Copying the idea from [insidercopytrading.com](https://insidercopytrading.com/). Available at [insidercopytradingcopy.com](https://www.youtube.com/watch?v=dQw4w9WgXcQ)
## Architecture
```
EDGAR (Form 4 feed)
ingestion/edgar_poller.py ← polls every 10 min, dedupes by accession
ingestion/form4_parser.py ← parses XML, detects 10b5-1 plans
db/models.py + db/db.py ← SQLAlchemy ORM: filings, signals, price_cache tables
signals/filter_engine.py ← buy-only, exclude 10b5-1, min $50k, role-weighted scoring
signals/cluster_detector.py ← counts unique insiders per ticker in rolling 30-day window
├──► alerts/slack_alert.py ← POST to Slack webhook when score ≥ threshold
└──► broker/alpaca_client.py ← paper/live order: 2% position size, 10% per-ticker cap
positions auto-closed after holding period expires
```
## Setup
```bash
cp .env.example .env
# edit .env with your credentials
pip install -r requirements.txt
```
### Environment variables (`.env`)
| Variable | Required | Default | Description |
|---|---|---|---|
| `SLACK_WEBHOOK_URL` | optional | — | Incoming webhook URL for alerts |
| `ALPACA_KEY` | optional | — | Alpaca API key |
| `ALPACA_SECRET` | optional | — | Alpaca API secret |
| `ALPACA_BASE_URL` | optional | `https://paper-api.alpaca.markets` | Use paper or live endpoint |
| `DB_PATH` | optional | `insider.db` | SQLite database file path |
| `DATA_DIR` | optional | `data/filings` | Directory for cached raw XML filings |
## Usage
```bash
# Initialize DB and ingest current EDGAR feed (one shot)
python main.py fetch-once
# Run continuous polling loop (every 10 minutes)
python main.py run
# Backtest signals already in the DB against historical prices
python main.py backtest
```
## Key configuration (`config.py`)
| Parameter | Default | Description |
|---|---|---|
| `EDGAR_POLL_INTERVAL` | 600 s | Polling cadence |
| `MIN_TRANSACTION_VALUE` | $50,000 | Ignore buys below this |
| `MIN_CLUSTER_SIZE` | 1 | Minimum unique insiders before a signal fires |
| `CLUSTER_WINDOW_DAYS` | 30 | Rolling window for cluster counting |
| `HOLDING_PERIOD_DAYS` | 90 | Days held per position (backtest + auto-close trigger) |
| `POSITION_SIZE_PCT` | 2% | Fraction of portfolio per trade |
| `MAX_POSITIONS` | 20 | Hard position limit |
| `SCORE_ALERT_THRESHOLD` | 5.0 | Minimum score to trigger Slack alert |
## Scoring
```
score = role_weight × log(total_value) × (1 + 0.5 × (cluster_size 1))
```
Role weights: CEO 3.0 · CFO/President 2.5 · COO 2.0 · Director 1.5 · VP 1.2 · 10% owner 1.0
## Backtesting
The backtest loads signals from the DB and fetches OHLC data via `yfinance`. Prices are cached in the `price_cache` table — completed date ranges are served entirely from the DB on repeat runs, avoiding redundant network calls.
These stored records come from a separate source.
PR #1238, opened 2015-10-30
Use `printf` instead of `echo -n` for better portability

devnsec-com:
Related issue: #1236

### DIFF
--- a/bootstrap/venv.sh
+++ b/bootstrap/venv.sh
@@ -25,9 +25,9 @@ pip install -U letsencrypt letsencrypt-apache # letsencrypt-nginx
 echo
 echo "Congratulations, Let's Encrypt has been successfully installed/updated!"
 echo
-echo -n "Your prompt should now be prepended with ($VENV_NAME). Next "
-echo -n "time, if the prompt is different, 'source' this script again "
-echo -n "before running 'letsencrypt'."
+printf "%s" "Your prompt should now be prepended with ($VENV_NAME). Next "
+printf "time, if the prompt is different, 'source' this script again "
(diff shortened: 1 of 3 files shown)


bootstrap/venv.sh
```diff
@@ -25,9 +25,9 @@ pip install -U letsencrypt letsencrypt-apache # letsencrypt-nginx
 echo
 echo "Congratulations, Let's Encrypt has been successfully installed/updated!"
 echo
-echo -n "Your prompt should now be prepended with ($VENV_NAME). Next "
-echo -n "time, if the prompt is different, 'source' this script again "
-echo -n "before running 'letsencrypt'."
+printf "%s" "Your prompt should now be prepended with ($VENV_NAME). Next "
```
kuba: why do we need "%s" in this case but not others?

kuba:
It seems like `printf` drop quotes: https://travis-ci.org/letsencrypt/letsencrypt/jobs/88451445#L2880

bootstrap/venv.sh
devnsec-com: Becaus the $VENV_NAME could contains symbols which will cause issues, but others are plain texts.

devnsec-com:
> It seems like printf drop quotes: https://travis-ci.org/letsencrypt/letsencrypt/jobs/88451445#L2880

I'm looking into this issue.

devnsec-com:
Seems like I'm quoting a quoted string which lead to drop quotes. I'm going to push a fixed version soon.

devnsec-com:
@kuba OK, that problem has solved.

kuba:
LGTM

Entry price is the closing price on the first trading day on or after the signal date; exit price is the closing price on the last trading day before or on the exit date. Raw XML filings are cached in `DATA_DIR` (`data/filings/`) by accession number.
The EDGAR poller also skips fetching XML for filings older than the newest `filed_date` already stored in the DB, so incremental runs only process truly new filings.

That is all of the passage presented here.